_RECORDS FOR THIS TASK_
# # # # #
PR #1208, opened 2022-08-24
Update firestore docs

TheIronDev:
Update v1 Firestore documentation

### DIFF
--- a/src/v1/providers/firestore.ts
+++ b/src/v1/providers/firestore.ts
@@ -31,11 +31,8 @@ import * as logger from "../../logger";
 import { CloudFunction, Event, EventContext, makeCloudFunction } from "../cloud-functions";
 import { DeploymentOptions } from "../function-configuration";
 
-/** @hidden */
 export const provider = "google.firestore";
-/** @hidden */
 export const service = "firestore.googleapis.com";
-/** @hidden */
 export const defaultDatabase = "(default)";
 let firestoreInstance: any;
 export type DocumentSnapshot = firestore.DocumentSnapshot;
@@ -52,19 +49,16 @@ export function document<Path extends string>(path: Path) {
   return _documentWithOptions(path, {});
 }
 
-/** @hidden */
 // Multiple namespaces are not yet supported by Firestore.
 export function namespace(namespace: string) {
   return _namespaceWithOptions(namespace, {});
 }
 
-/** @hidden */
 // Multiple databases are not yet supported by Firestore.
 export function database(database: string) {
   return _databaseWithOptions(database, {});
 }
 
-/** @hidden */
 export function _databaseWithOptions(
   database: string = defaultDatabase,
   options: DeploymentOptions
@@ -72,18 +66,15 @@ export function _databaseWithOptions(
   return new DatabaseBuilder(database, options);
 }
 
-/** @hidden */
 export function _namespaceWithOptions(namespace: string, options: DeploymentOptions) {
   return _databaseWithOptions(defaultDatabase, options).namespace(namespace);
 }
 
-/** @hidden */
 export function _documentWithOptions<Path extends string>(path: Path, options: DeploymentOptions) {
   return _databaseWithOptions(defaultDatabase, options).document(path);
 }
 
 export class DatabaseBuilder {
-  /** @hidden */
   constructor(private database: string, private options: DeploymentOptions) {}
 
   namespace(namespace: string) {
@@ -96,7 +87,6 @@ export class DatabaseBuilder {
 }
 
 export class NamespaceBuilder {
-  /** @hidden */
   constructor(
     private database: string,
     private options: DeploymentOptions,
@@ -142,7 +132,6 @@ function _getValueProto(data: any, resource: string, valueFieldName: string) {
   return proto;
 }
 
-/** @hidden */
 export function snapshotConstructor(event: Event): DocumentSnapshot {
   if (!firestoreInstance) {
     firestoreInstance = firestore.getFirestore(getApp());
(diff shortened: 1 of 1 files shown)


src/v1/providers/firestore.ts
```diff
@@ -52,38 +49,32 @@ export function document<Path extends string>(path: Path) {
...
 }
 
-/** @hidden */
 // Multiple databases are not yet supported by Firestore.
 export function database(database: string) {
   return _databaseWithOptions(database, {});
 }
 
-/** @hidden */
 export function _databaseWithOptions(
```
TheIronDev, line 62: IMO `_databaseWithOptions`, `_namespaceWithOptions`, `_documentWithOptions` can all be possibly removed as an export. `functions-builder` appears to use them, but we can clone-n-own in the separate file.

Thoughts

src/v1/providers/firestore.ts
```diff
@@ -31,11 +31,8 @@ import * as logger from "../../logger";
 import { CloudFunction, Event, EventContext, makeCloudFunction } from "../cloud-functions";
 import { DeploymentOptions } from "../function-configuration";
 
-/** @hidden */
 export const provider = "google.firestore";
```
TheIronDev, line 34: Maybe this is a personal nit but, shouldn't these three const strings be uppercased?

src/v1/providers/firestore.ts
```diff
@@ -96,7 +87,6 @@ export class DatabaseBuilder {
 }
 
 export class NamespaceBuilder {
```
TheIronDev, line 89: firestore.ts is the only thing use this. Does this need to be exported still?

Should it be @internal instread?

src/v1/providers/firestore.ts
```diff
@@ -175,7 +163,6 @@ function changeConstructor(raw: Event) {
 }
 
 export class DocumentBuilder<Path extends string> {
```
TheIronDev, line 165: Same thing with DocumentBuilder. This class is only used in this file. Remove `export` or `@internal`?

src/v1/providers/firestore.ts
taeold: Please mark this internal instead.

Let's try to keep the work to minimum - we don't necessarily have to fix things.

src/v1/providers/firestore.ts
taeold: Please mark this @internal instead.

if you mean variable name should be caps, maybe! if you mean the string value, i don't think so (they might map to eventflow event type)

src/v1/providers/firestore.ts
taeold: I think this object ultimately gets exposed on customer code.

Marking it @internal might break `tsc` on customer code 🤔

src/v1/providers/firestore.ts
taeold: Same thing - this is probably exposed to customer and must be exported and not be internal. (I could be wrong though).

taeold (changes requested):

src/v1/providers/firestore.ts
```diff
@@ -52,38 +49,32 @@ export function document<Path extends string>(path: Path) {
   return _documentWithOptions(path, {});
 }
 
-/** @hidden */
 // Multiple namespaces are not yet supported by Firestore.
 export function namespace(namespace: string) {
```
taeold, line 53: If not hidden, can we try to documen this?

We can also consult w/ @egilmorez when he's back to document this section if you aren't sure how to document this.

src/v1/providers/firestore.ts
# # # # #
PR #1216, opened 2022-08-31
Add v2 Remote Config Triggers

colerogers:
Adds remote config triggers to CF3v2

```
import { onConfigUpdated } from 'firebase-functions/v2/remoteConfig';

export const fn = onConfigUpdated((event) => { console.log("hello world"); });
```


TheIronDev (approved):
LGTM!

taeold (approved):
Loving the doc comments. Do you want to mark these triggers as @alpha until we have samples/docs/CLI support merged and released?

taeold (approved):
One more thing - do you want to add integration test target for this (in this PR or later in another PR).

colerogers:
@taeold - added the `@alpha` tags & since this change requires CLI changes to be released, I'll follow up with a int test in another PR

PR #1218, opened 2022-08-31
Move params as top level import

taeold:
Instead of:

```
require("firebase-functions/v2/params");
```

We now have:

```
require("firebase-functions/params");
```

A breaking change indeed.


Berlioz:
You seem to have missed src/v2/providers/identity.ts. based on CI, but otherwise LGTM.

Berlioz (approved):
# # # # #
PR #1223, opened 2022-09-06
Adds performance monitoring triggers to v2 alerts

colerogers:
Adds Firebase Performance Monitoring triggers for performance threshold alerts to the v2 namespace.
# # # # #
_EXERCISE INSTRUCTIONS_
Output the material above exactly, but only from the line that carries "PR #1218, opened 2022-08-31" through the line that carries "You seem to".

_YOUR RESPONSE_
PR #1218, opened 2022-08-31
Move params as top level import

taeold:
Instead of:

```
require("firebase-functions/v2/params");
```

We now have:

```
require("firebase-functions/params");
```

A breaking change indeed.


Berlioz:
You seem to have missed src/v2/providers/identity.ts. based on CI, but otherwise LGTM.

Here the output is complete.